Un “chamamé” (ballabile della cosiddetta “música litoraleña” argentina) composto da Oscar “Cacho” Valles, nome d’arte di Oscar Arturo Mazzanti, membro de Los Cantores de Quilla Huasi fino al 1983, compositore ed autore di centinaia di canzoni entrate a far parte della tradizione folklorica argentina.
Interpretata anche da Jorge Cafrune, Coco Diaz, Danny Martínez ed altri.
Testo trovato su El folklore argentino. Homenaje a Oscar 'Cacho' Valles.

LosQuilla

Il “sapukay” (o “sapucai”) è il celebre “¡Ayyyyyy!”, il grido, che può essere di trionfo, di dolore, di allegria, di allerta o semplicemente di avviso o di richiamo, tipico di molti popoli indigeni – e in Argentina di quello guaraní – rimasto in parecchi generi musicali folklorici sudamericani, come appunto il “chamamé” (ma anche il huapango ed il son jarocho messicani).
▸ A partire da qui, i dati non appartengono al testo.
PR #3955, opened 2024-03-25
QUIC transport template option added to `IceRpc-Slice-Server` and `IceRpc-Slice-Client` (#3954)

### LINKED ISSUE #3954: Add quic option to templates
We want to add a quic option to the template so that you can easily setup your new application to use QUIC instead of slic+tcp.

ReeceHumphreys:
Closes #3954 

This PR adds a new `--transport` flag to the `IceRpc-Slice-Server` and `IceRpc-Slice-Client` templates. By default this flag is set to `slic` but you can set it to `quic`. When set to `quic` it will modify the output of the template to produce a QUIC version of the template. For ease of review I have also attached the [output](https://github.com/icerpc/icerpc-csharp/files/14748795/tmp.zip) from running:

```shell
dotnet new icerpc-slice-server -o slic-server
dotnet new icerpc-slice-client -o slic-client
dotnet new icerpc-slice-server -o quic-server --transport quic
dotnet new icerpc-slice-client -o quic-client --transport quic  
```

The only part that is kinda lame right now is I could not find a way to get the template to copy in the certs from the top level `certs/` directory. As such, we now have a duplicate of the `server.p12` and `cacert.der` inside the template folder which is kinda lame.  @pepone do you know of any solution for this?


src/IceRpc.Templates/Templates/IceRpc-Slice-Client/IceRpc-Slice-Client.csproj
```diff
@@ -13,6 +13,9 @@
     <PackageReference Include="IceRpc.Slice" Version="0.4.0-preview1" />
     <PackageReference Include="IceRpc.Deadline" Version="0.4.0-preview1" />
     <PackageReference Include="IceRpc.Logger" Version="0.4.0-preview1" />
+    <!--#if(transport=="quic")-->
```
bernardnormier, line 16: This PR should be for the 0.3.x branch, not the main branch.

src/IceRpc.Templates/Templates/IceRpc-Slice-Client/.template.config/template.json
```diff
@@ -1,57 +1,147 @@
...
+    "preferNameDirectory": true,
+    "defaultName": "Client",
+    "symbols": {
+        "skipRestore": {
+            "type": "parameter",
+            "datatype": "bool",
+            "description": "If specified, skips the automatic restore of the project on create.",
+            "defaultValue": "false"
+        },
+        "transport": {
```
bernardnormier, line 27: My preference would be to have a simpler --quic option. Not a transport choice.

src/IceRpc.Templates/Templates/IceRpc-Slice-Client/.template.config/template.json
```diff
@@ -1,57 +1,147 @@
...
+            "type": "parameter",
+            "description": "The transport to use for IceRPC connections.",
+            "datatype": "choice",
+            "choices": [
+                {
+                    "choice": "quic",
+                    "description": "Use QUIC transport"
+                },
+                {
+                    "choice": "slic",
```
bernardnormier, line 37: Assuming we keep the transport choice, we should not expose / talk about Slic here (note the spelling for Slic).

The transport is actually tcp / TCP. See for example https://github.com/icerpc/icerpc-csharp/tree/main/examples/slice/TcpFallback. It's "TCP fallback" not "QUIC fallback". Slic is only of interest to advanced users.

src/IceRpc.Templates/Templates/IceRpc-Slice-Client/.template.config/template.json
```diff
@@ -1,57 +1,147 @@
...
+            "modifiers": [
                 {
-                    "rename":{
-                        "editorconfig":".editorconfig"
+                    "rename": {
+                        "editorconfig": ".editorconfig"
+                    }
+                },
+                {
+                    "condition": "(transport == 'quic')",
```
bernardnormier, line 54: Could we instead use ifdefs in a common source file?

I think this would be more maintainable. With separate source files for TCP (Slic) and QUIC, it's more likely they'll get out of sync.

pepone (commented):
We should update CI to test with the new parameter too

See: https://github.com/icerpc/icerpc-csharp/blob/main/.github/actions/test-templates/action.yaml

Regarding the certificates, seems that you can include them in the NuGet package for the templates:

```
diff --git a/src/IceRpc.Templates/IceRpc.Templates.csproj b/src/IceRpc.Templates/IceRpc.Templates.csproj
index 2a084925..70b40d1b 100644
--- a/src/IceRpc.Templates/IceRpc.Templates.csproj
+++ b/src/IceRpc.Templates/IceRpc.Templates.csproj
@@ -18,6 +18,7 @@
             <Pack>true</Pack>
         </Content>
         <Compile Remove="**/*" />
+        <Content Include="../../certs/*" Pack="true" PackagePath="/certs" />
```

Then in the `template.json` add a new source entry like

```
+        {
+            "source": "../../certs/",
+            "include": [
+                "cacert.der",
+                "client.p12"
+            ],
+            "target": "./certs"
         }
```

src/IceRpc.Templates/Templates/IceRpc-Slice-Client/.template.config/template.json
```diff
@@ -1,57 +1,147 @@
...
+                    "rename": {
+                        "slic/Program.cs": "Program.cs"
                     }
                 }
             ]
         }
     ],
-    "primaryOutputs":[
+    "SpecialCustomOperations": {
+        "**/*.xaml": {
```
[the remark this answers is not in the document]
ReeceHumphreys: This is for the conditional inside of the `.csproj`, I used this Stack overflow for reference https://stackoverflow.com/questions/60056191/add-optional-content-in-dotnet-new-templates-in-non-c-sharp-files!

src/IceRpc.Templates/Templates/IceRpc-Slice-Client/.template.config/template.json
```diff
@@ -1,57 +1,147 @@
...
+                            "#endif",
+                            "<!--#endif"
+                        ],
+                        "trim": "true",
+                        "wholeLine": "true"
+                    }
+                }
+            ]
+        },
+        "editorconfig": {
```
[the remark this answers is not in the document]
ReeceHumphreys: I tried that and I thought I couldn't get it to work for whatever reason. I'll give it another crack though

.gitignore
```diff
@@ -92,3 +92,6 @@ docfx/api
 nuget.config
 NuGet.config
 *.nupkg
+
+# CSharp Dev Kit
+.mono
```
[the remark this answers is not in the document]
ReeceHumphreys: The new C# Dev Kit extension for VSCode keeps creating this folder. I have almost committed it a few different times so I just added this to the `.gitignore`

src/IceRpc.Templates/Templates/IceRpc-Slice-Client/.template.config/template.json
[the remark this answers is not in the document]
pepone: See https://github.com/dotnet/templating/wiki/Conditional-processing-and-comment-syntax#msbuild-files

Supports `.*proj` files, which should work for `.csproj`.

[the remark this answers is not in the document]
ReeceHumphreys: Awesome! So I would just use it like this?

```
<TargetFramework Condition="'$(transport)' == 'quic'">
... 
</TargetFramework>
```

src/IceRpc.Templates/Templates/IceRpc-Slice-Client/.template.config/template.json
ReeceHumphreys: I prefer the verbosity of `--transport quic` it makes it crystal clear exactly what the options are quic or tcp with it defaulting to tcp. Im okay with changing it to `--quic` if everyone thinks that is cleaner though.

ReeceHumphreys:
> Regarding the certificates, seems that you can include them in the NuGet package for the templates:

I tried doing this morning and was running into issues manually installing the templates using `dotnet new install path/to/the/template/I/want` as the cert now exists in the NuGet but not permanently in the folder. I think we should just leave it as is for now and can always refine it a bit more in the future!

@bernardnormier brought up the idea of adding more options in the future like an SSL option for TCP!

pepone:
> I tried doing this morning and was running into issues manually installing the templates using dotnet new install path/to/the/template/I/want

Another option would be to look into add a built step to copy them, instead of keeping the copies in git.

src/IceRpc.Templates/Templates/IceRpc-Slice-Client/IceRpc-Slice-Client.csproj
```diff
@@ -7,12 +7,18 @@
     <ImplicitUsings>enable</ImplicitUsings>
     <!-- Copy the PDBs from the NuGet packages to get file names and line numbers in stack traces. -->
     <CopyDebugSymbolFilesFromPackages>true</CopyDebugSymbolFilesFromPackages>
+    <!--#if(transport=="quic") -->
```
bernardnormier, line 10: Can we use the same spacing as in the C# code?

bernardnormier (approved):

ReeceHumphreys:
> The updates look good, with a few considerations:
> 
> * Have we considered providing the same feature with the Protobuf templates?
> * It wouldn't hurt to include a README file with the templates, clarifying that the provided certificates are for testing purposes.

Definitely! The main goal of this PR was to demonstrate how it could be done and to do it for slice client and server so I can refactor my blog to use these new templates. I'll open issues for these improvements.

"El último sapukay" di Oscar Valles è una canzone dedicata ad Isidro Velázquez, uno dei Bandidos rurales collettivamente celebrati da León Gieco. Ed è una canzone che, partendo da una vicenda non molto conosciuta (ma nel nordest argentino mai dimenticata), finisce con l’unire – come si vedrà – quattro decenni di storia argentina, un unico filo che racconta di repressione, resistenza e memoria…

Isidro Velázquez
Isidro Velázquez

Isidro Velázquez era nato nel 1928 nella provincia “litoraleña “di Corrientes. Era cresciuto come bracciante agricolo ma col tempo era divenuto un apprezzato “gaucho baqueano, rastreador y cazador”, ossia un’abile guida, un uomo dotato di una profonda conoscenza dei cammini e dei segreti delle regioni del nordest, in particolare del Chaco.
Non si sa bene come e perché ma a partire dai primi anni 60 questa persona fiera, capace, stimata e benvoluta nella propria comunità, cominciò ad essere preso di mira dalla polizia. Ingiustamente accusato di alcuni furti ed arrestato, Isidro Velázquez evase di prigione e si nascose nella zona boscosa suggestivamente chiamata El Impenetrable, cominciando a vivere da bandito, assaltando banche e negozi e sequestrando riccastri, uccidendo solo se costretto, per non essere catturato.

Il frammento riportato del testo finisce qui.